Reproduce every record exactly as given.

== Data listing ==
Segment Open

PR #3469, opened 2023-05-18
.helm: allow to secure application with basic auth

### LINKED ISSUE #3288: Feature to secure stage against unauthorized access
Stage data should be regularly replicated from prod data, to be as close as possible on real data

We would need a possibility to safeguard the stage environment, such that unauthorized people cannot access the stage environment.

To be evaluated, if securing API is sufficient or whether we need to secure the frontend as well.

BacLuc:
That we can secure the staging environment when we duplicate the prod data to staging.

1. frontend: use common for cache control headers

That we don't override future 'Authorization' headers
for basic auth.

2. helm: add feature to protect application with basic auth

We need to send the 'Authorization' header also from print because
it uses the external url which is protected.

Using the kubernetes secret type https://kubernetes.io/docs/concepts/configuration/secret/#basic-authentication-secret
did not work, it did not generate a secret with $username:md5($password), but only had the 2
entries username and password.

closes #3288


BacLuc:
I need to make the PR from a branch of the ecamp3 repo, else the PR deployment does not work.

PR #3470, opened 2023-05-18
.helm: allow to secure application with basic auth 

### LINKED ISSUE #3288: Feature to secure stage against unauthorized access

BacLuc:
That we can secure the staging environment when we duplicate the prod data to staging.

1. frontend: use common for cache control headers

That we don't override future 'Authorization' headers
for basic auth.

2. nuxt.config.js: remove env key

process.env.FRONTEND_URL is only used by serverMiddleware.js which is excluded from
the nuxt build process and can use process.env.FRONTEND_URL directly.
env key in nuxt.config.js is only useful for env variables which are available at build time.
https://nuxtjs.org/tutorials/moving-from-nuxtjs-dotenv-to-runtime-config/#the-env-property-vs-runtime-config

3. .helm: add feature to protect application with basic auth

We need to send the 'Authorization' header also from print because
it uses the external url which is protected.

Using the kubernetes secret type https://kubernetes.io/docs/concepts/configuration/secret/#basic-authentication-secret
did not work, it did not generate a secret with $username:md5($password), but only had the 2
entries username and password.

Use privateRuntimeConfig to inject BASIC_AUTH_TOKEN into axios.
See https://nuxtjs.org/tutorials/moving-from-nuxtjs-dotenv-to-runtime-config/

closes https://github.com/ecamp/ecamp3/issues/3288

You can test it on the pr deployment.
Username: test
pw: test


print/server-middleware/routes/pdfGeneratorNativeChrome.js
```diff
@@ -70,6 +70,12 @@ router.use('/pdfChrome', async (req, res) => {
     ]
     await page.setCookie(...cookies)
 
+    const extraHeaders = {}
+    if (process.env.BASIC_AUTH_TOKEN) {
+      extraHeaders['Authorization'] = `Basic ${process.env.BASIC_AUTH_TOKEN}`
+    }
```
BacLuc: This is needed that the first request from browserless comes throught to print.
This works

print/plugins/axios.js
```diff
@@ -1,4 +1,13 @@
 export default function ({ $axios }) {
+  if (process.env.BASIC_AUTH_TOKEN) {
```
BacLuc: The axios requests to fetch the data are rejected by the basic auth authorization of the ingress controller.

BacLuc: This is fixed now. We need to use a runtimeConfig

.github/workflows/deployment-stage-prod.yml
```diff
@@ -64,6 +64,9 @@ jobs:
             --set caddy.image.repository='docker.io/${{ vars.DOCKER_HUB_USERNAME }}/ecamp3-api-caddy' \
             --set termsOfServiceLinkTemplate='https://ecamp3.ch/{lang}/tos' \
             --set domain=${{ env.domain }} \
+            --set ingress.basicAuth.enabled=${{ vars.BASIC_AUTH_ENABLED || false  }} \
+            --set ingress.basicAuth.username=${{ secrets.BASIC_AUTH_USERNAME }} \
```
carlobeltrame, line 68: Does this work when the secret does not exist for a workflow run?

usu:
Thanks a lot. Didn't test so far, but look solid on what I saw so far.

When writing down the options in #3288, I actually understood the first option as "adding authentication to the **main** ingress controller" (= the one we installed via Digitalocean Marketplace). The advantage would be that we don't need to add the authentication for every service. Services should be able to call themselves cluster-internally without the need to pass the credentials again. And if we add a new service in the future, this new service would automatically be secured as well.

Is there a specific reason you opted to add the authentication to every service? Or did we just have a different understanding of it?

BacLuc:
> Thanks a lot. Didn't test so far, but look solid on what I saw so far.
> 
> When writing down the options in #3288, I actually understood the first option as "adding authentication to the **main** ingress controller" (= the one we installed via Digitalocean Marketplace). 

We did not understand each other.
This would be possible with https://docs.nginx.com/nginx-ingress-controller/configuration/ingress-resources/advanced-configuration-with-annotations/#auth-and-ssltls
But the 2 links you posted were for the ingress resources, not the Helm chart with provides the ingress CRD and ingress-class

> The advantage would be that we don't need to add the authentication for every service

I don't think this is possible, because as long as we use the external url between the services, the cluster cannot differentiate between external and internal traffic. For that we would need logic on the ip's, or use other urls internally.
We don't use internal urls yet, maybe we could give that a try

> Services should be able to call themselves cluster-internally without the need to pass the credentials again

If you do zero trust architecture, this would not be the case. :wink:

usu:
> This would be possible with https://docs.nginx.com/nginx-ingress-controller/configuration/ingress-resources/advanced-configuration-with-annotations/#auth-and-ssltls
> But the 2 links you posted were for the ingress resources, not the Helm chart with provides the ingress CRD and ingress-class

Uh, getting super confused here. Seems I somehow assumed the main ingress controller is just another/special instance of the other ingress controllers. Reading the documentation: So do I understand there is the "[NGINX Ingress controller](https://docs.nginx.com/nginx-ingress-controller/)" and there is the "[Ingress NGINX controller](https://kubernetes.github.io/ingress-nginx/)" and they are not the same? 😓

BacLuc:
Of course, see https://grigorkh.medium.com/there-are-two-nginx-ingress-controllers-for-k8s-what-44c7b548e678
And i hit the wrong documentation, sorry.
Our ingress-nginx does not seem to support configuring authentication in the controller: https://artifacthub.io/packages/helm/ingress-nginx/ingress-nginx

usu:
Ah I see, thanks for clarifying

print/server-middleware/routes/pdfGeneratorNativeChrome.js
```diff
@@ -70,6 +70,12 @@ router.use('/pdfChrome', async (req, res) => {
...
+    await page.setExtraHTTPHeaders(extraHeaders)
```
usu: Did you check if this works without the "await". Too many awaits can make the process slower than necessary, because it's always a roundtrip to browserless and back.

print/nuxt.config.js
```diff
@@ -164,10 +164,11 @@ export default {
   },
 
   /**
-   * Environment variables available in application
+   * Environment variables available in the server at runtime
    */
-  env: {
-    FRONTEND_URL: process.env.FRONTEND_URL || 'http://localhost:3000',
```
usu, line 170: I'm actually not even sure, if we need the FRONTEND_URL variable at all anymore. I think in the past it was used to avoid CORS-errors and iFrame-embdding errors due to the fact that we used to have different subdomains for the various services. Not that everything is on the same domain, that might not be needed anymore. But we can clean this up in a separate PR.

usu (approved):

print/server-middleware/routes/pdfGeneratorNativeChrome.js
BacLuc: No, but it is a promise and i want to be sure that the header is set when we send there request for the page.
Even if it accidentally works, i would prefer to use the interface correctly.

usu: Could we then move this line inside the if-scope? Otherwise we always add more time for the print functionality for a feature that is only used in staging.

BacLuc: done

carlobeltrame (approved):

print/server-middleware/routes/pdfGeneratorNativeChrome.js
BacLuc: yes, it does
https://github.com/ecamp/ecamp3/actions/runs/5302648541/jobs/9597786039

Segment Closed

== Solution for this exercise ==
PR #3469, opened 2023-05-18
.helm: allow to secure application with basic auth

### LINKED ISSUE #3288: Feature to secure stage against unauthorized access
Stage data should be regularly replicated from prod data, to be as close as possible on real data

We would need a possibility to safeguard the stage environment, such that unauthorized people cannot access the stage environment.

To be evaluated, if securing API is sufficient or whether we need to secure the frontend as well.

BacLuc:
That we can secure the staging environment when we duplicate the prod data to staging.

1. frontend: use common for cache control headers

That we don't override future 'Authorization' headers
for basic auth.

2. helm: add feature to protect application with basic auth

We need to send the 'Authorization' header also from print because
it uses the external url which is protected.

Using the kubernetes secret type https://kubernetes.io/docs/concepts/configuration/secret/#basic-authentication-secret
did not work, it did not generate a secret with $username:md5($password), but only had the 2
entries username and password.

closes #3288


BacLuc:
I need to make the PR from a branch of the ecamp3 repo, else the PR deployment does not work.

PR #3470, opened 2023-05-18
.helm: allow to secure application with basic auth 

### LINKED ISSUE #3288: Feature to secure stage against unauthorized access

BacLuc:
That we can secure the staging environment when we duplicate the prod data to staging.

1. frontend: use common for cache control headers

That we don't override future 'Authorization' headers
for basic auth.

2. nuxt.config.js: remove env key

process.env.FRONTEND_URL is only used by serverMiddleware.js which is excluded from
the nuxt build process and can use process.env.FRONTEND_URL directly.
env key in nuxt.config.js is only useful for env variables which are available at build time.
https://nuxtjs.org/tutorials/moving-from-nuxtjs-dotenv-to-runtime-config/#the-env-property-vs-runtime-config

3. .helm: add feature to protect application with basic auth

We need to send the 'Authorization' header also from print because
it uses the external url which is protected.

Using the kubernetes secret type https://kubernetes.io/docs/concepts/configuration/secret/#basic-authentication-secret
did not work, it did not generate a secret with $username:md5($password), but only had the 2
entries username and password.

Use privateRuntimeConfig to inject BASIC_AUTH_TOKEN into axios.
See https://nuxtjs.org/tutorials/moving-from-nuxtjs-dotenv-to-runtime-config/

closes https://github.com/ecamp/ecamp3/issues/3288

You can test it on the pr deployment.
Username: test
pw: test


print/server-middleware/routes/pdfGeneratorNativeChrome.js
```diff
@@ -70,6 +70,12 @@ router.use('/pdfChrome', async (req, res) => {
     ]
     await page.setCookie(...cookies)
 
+    const extraHeaders = {}
+    if (process.env.BASIC_AUTH_TOKEN) {
+      extraHeaders['Authorization'] = `Basic ${process.env.BASIC_AUTH_TOKEN}`
+    }
```
BacLuc: This is needed that the first request from browserless comes throught to print.
This works

print/plugins/axios.js
```diff
@@ -1,4 +1,13 @@
 export default function ({ $axios }) {
+  if (process.env.BASIC_AUTH_TOKEN) {
```
BacLuc: The axios requests to fetch the data are rejected by the basic auth authorization of the ingress controller.

BacLuc: This is fixed now. We need to use a runtimeConfig

.github/workflows/deployment-stage-prod.yml
```diff
@@ -64,6 +64,9 @@ jobs:
             --set caddy.image.repository='docker.io/${{ vars.DOCKER_HUB_USERNAME }}/ecamp3-api-caddy' \
             --set termsOfServiceLinkTemplate='https://ecamp3.ch/{lang}/tos' \
             --set domain=${{ env.domain }} \
+            --set ingress.basicAuth.enabled=${{ vars.BASIC_AUTH_ENABLED || false  }} \
+            --set ingress.basicAuth.username=${{ secrets.BASIC_AUTH_USERNAME }} \
```
carlobeltrame, line 68: Does this work when the secret does not exist for a workflow run?

usu:
Thanks a lot. Didn't test so far, but look solid on what I saw so far.

When writing down the options in #3288, I actually understood the first option as "adding authentication to the **main** ingress controller" (= the one we installed via Digitalocean Marketplace). The advantage would be that we don't need to add the authentication for every service. Services should be able to call themselves cluster-internally without the need to pass the credentials again. And if we add a new service in the future, this new service would automatically be secured as well.

Is there a specific reason you opted to add the authentication to every service? Or did we just have a different understanding of it?

BacLuc:
> Thanks a lot. Didn't test so far, but look solid on what I saw so far.
> 
> When writing down the options in #3288, I actually understood the first option as "adding authentication to the **main** ingress controller" (= the one we installed via Digitalocean Marketplace). 

We did not understand each other.
This would be possible with https://docs.nginx.com/nginx-ingress-controller/configuration/ingress-resources/advanced-configuration-with-annotations/#auth-and-ssltls
But the 2 links you posted were for the ingress resources, not the Helm chart with provides the ingress CRD and ingress-class

> The advantage would be that we don't need to add the authentication for every service

I don't think this is possible, because as long as we use the external url between the services, the cluster cannot differentiate between external and internal traffic. For that we would need logic on the ip's, or use other urls internally.
We don't use internal urls yet, maybe we could give that a try

> Services should be able to call themselves cluster-internally without the need to pass the credentials again

If you do zero trust architecture, this would not be the case. :wink:

usu:
> This would be possible with https://docs.nginx.com/nginx-ingress-controller/configuration/ingress-resources/advanced-configuration-with-annotations/#auth-and-ssltls
> But the 2 links you posted were for the ingress resources, not the Helm chart with provides the ingress CRD and ingress-class

Uh, getting super confused here. Seems I somehow assumed the main ingress controller is just another/special instance of the other ingress controllers. Reading the documentation: So do I understand there is the "[NGINX Ingress controller](https://docs.nginx.com/nginx-ingress-controller/)" and there is the "[Ingress NGINX controller](https://kubernetes.github.io/ingress-nginx/)" and they are not the same? 😓

BacLuc:
Of course, see https://grigorkh.medium.com/there-are-two-nginx-ingress-controllers-for-k8s-what-44c7b548e678
And i hit the wrong documentation, sorry.
Our ingress-nginx does not seem to support configuring authentication in the controller: https://artifacthub.io/packages/helm/ingress-nginx/ingress-nginx

usu:
Ah I see, thanks for clarifying

print/server-middleware/routes/pdfGeneratorNativeChrome.js
```diff
@@ -70,6 +70,12 @@ router.use('/pdfChrome', async (req, res) => {
...
+    await page.setExtraHTTPHeaders(extraHeaders)
```
usu: Did you check if this works without the "await". Too many awaits can make the process slower than necessary, because it's always a roundtrip to browserless and back.

print/nuxt.config.js
```diff
@@ -164,10 +164,11 @@ export default {
   },
 
   /**
-   * Environment variables available in application
+   * Environment variables available in the server at runtime
    */
-  env: {
-    FRONTEND_URL: process.env.FRONTEND_URL || 'http://localhost:3000',
```
usu, line 170: I'm actually not even sure, if we need the FRONTEND_URL variable at all anymore. I think in the past it was used to avoid CORS-errors and iFrame-embdding errors due to the fact that we used to have different subdomains for the various services. Not that everything is on the same domain, that might not be needed anymore. But we can clean this up in a separate PR.

usu (approved):

print/server-middleware/routes/pdfGeneratorNativeChrome.js
BacLuc: No, but it is a promise and i want to be sure that the header is set when we send there request for the page.
Even if it accidentally works, i would prefer to use the interface correctly.

usu: Could we then move this line inside the if-scope? Otherwise we always add more time for the print functionality for a feature that is only used in staging.

BacLuc: done

carlobeltrame (approved):

print/server-middleware/routes/pdfGeneratorNativeChrome.js
BacLuc: yes, it does
https://github.com/ecamp/ecamp3/actions/runs/5302648541/jobs/9597786039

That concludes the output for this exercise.